↓

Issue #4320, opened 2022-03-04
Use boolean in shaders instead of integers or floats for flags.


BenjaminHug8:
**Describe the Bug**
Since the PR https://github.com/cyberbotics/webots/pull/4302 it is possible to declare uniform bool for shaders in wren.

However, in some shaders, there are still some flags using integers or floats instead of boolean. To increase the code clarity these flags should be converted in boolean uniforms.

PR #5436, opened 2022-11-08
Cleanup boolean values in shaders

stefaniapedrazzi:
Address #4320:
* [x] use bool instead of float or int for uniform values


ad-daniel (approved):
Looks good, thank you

↑
↓

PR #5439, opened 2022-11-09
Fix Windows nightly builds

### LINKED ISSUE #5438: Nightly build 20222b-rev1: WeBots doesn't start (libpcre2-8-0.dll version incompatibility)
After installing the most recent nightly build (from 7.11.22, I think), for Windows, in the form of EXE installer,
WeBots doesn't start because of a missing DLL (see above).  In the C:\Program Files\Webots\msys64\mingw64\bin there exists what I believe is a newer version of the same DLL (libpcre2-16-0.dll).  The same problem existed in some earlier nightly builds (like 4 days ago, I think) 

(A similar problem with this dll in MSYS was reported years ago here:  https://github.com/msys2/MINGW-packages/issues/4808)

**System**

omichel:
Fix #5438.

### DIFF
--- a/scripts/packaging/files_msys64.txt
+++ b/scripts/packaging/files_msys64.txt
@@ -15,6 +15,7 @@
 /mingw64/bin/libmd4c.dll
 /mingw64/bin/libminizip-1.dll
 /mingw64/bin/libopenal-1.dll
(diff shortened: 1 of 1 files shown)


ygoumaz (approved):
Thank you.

↑

**Work request:** Scan the listing above for the line that has "Issue #4320, opened 2022-03-04", then copy exactly from that line through the line that has "Looks good, thank you".

**Task result:**
Issue #4320, opened 2022-03-04
Use boolean in shaders instead of integers or floats for flags.


BenjaminHug8:
**Describe the Bug**
Since the PR https://github.com/cyberbotics/webots/pull/4302 it is possible to declare uniform bool for shaders in wren.

However, in some shaders, there are still some flags using integers or floats instead of boolean. To increase the code clarity these flags should be converted in boolean uniforms.

PR #5436, opened 2022-11-08
Cleanup boolean values in shaders

stefaniapedrazzi:
Address #4320:
* [x] use bool instead of float or int for uniform values


ad-daniel (approved):
Looks good, thank you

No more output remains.